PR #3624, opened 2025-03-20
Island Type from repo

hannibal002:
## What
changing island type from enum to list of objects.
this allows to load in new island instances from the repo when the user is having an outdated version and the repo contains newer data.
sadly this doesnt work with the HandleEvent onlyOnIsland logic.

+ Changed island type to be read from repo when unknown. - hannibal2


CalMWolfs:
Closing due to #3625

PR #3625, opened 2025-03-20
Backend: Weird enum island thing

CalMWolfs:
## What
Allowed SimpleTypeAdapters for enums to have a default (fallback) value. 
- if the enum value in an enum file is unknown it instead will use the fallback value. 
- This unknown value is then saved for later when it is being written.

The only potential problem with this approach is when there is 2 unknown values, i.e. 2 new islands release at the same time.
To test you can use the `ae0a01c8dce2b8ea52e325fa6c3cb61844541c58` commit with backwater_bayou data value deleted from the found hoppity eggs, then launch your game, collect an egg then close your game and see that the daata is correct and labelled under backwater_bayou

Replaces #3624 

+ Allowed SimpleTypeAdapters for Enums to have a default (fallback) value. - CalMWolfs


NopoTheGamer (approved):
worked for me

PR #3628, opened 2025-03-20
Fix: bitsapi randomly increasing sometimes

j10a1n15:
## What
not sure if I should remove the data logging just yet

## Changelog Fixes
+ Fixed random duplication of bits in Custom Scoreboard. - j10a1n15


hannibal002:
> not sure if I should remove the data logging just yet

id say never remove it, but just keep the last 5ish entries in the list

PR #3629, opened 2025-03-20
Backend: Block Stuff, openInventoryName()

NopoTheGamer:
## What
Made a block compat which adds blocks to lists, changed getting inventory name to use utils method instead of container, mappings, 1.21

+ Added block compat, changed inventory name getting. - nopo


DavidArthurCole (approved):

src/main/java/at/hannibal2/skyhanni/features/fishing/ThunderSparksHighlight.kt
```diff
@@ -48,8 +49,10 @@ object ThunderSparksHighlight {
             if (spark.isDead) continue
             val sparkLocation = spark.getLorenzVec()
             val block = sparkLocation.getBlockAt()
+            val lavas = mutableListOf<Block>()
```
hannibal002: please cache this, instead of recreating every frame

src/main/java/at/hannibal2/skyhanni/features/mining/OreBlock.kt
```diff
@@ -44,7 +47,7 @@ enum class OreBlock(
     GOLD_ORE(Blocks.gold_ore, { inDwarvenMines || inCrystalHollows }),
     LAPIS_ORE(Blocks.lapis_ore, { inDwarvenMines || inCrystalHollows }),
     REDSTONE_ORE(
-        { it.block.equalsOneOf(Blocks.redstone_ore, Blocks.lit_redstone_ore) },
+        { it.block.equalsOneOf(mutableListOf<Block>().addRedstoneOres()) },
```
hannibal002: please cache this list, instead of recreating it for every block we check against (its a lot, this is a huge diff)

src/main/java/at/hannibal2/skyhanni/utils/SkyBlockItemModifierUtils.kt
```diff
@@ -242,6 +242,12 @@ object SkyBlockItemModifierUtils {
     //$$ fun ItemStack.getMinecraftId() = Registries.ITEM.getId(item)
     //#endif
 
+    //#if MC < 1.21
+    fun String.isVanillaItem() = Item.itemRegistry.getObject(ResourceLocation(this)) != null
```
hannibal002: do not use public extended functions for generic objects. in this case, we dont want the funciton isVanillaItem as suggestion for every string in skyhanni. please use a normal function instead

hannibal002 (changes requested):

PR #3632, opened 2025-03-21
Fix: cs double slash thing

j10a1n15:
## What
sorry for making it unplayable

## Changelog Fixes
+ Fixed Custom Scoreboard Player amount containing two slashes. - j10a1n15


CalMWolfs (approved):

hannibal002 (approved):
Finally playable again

━━━

What is needed is every line from the beginning of the data up to and including the line with "PR #3628, opened 2025-03-20", given again word for word.

PR #3624, opened 2025-03-20
Island Type from repo

hannibal002:
## What
changing island type from enum to list of objects.
this allows to load in new island instances from the repo when the user is having an outdated version and the repo contains newer data.
sadly this doesnt work with the HandleEvent onlyOnIsland logic.

+ Changed island type to be read from repo when unknown. - hannibal2


CalMWolfs:
Closing due to #3625

PR #3625, opened 2025-03-20
Backend: Weird enum island thing

CalMWolfs:
## What
Allowed SimpleTypeAdapters for enums to have a default (fallback) value. 
- if the enum value in an enum file is unknown it instead will use the fallback value. 
- This unknown value is then saved for later when it is being written.

The only potential problem with this approach is when there is 2 unknown values, i.e. 2 new islands release at the same time.
To test you can use the `ae0a01c8dce2b8ea52e325fa6c3cb61844541c58` commit with backwater_bayou data value deleted from the found hoppity eggs, then launch your game, collect an egg then close your game and see that the daata is correct and labelled under backwater_bayou

Replaces #3624 

+ Allowed SimpleTypeAdapters for Enums to have a default (fallback) value. - CalMWolfs


NopoTheGamer (approved):
worked for me

PR #3628, opened 2025-03-20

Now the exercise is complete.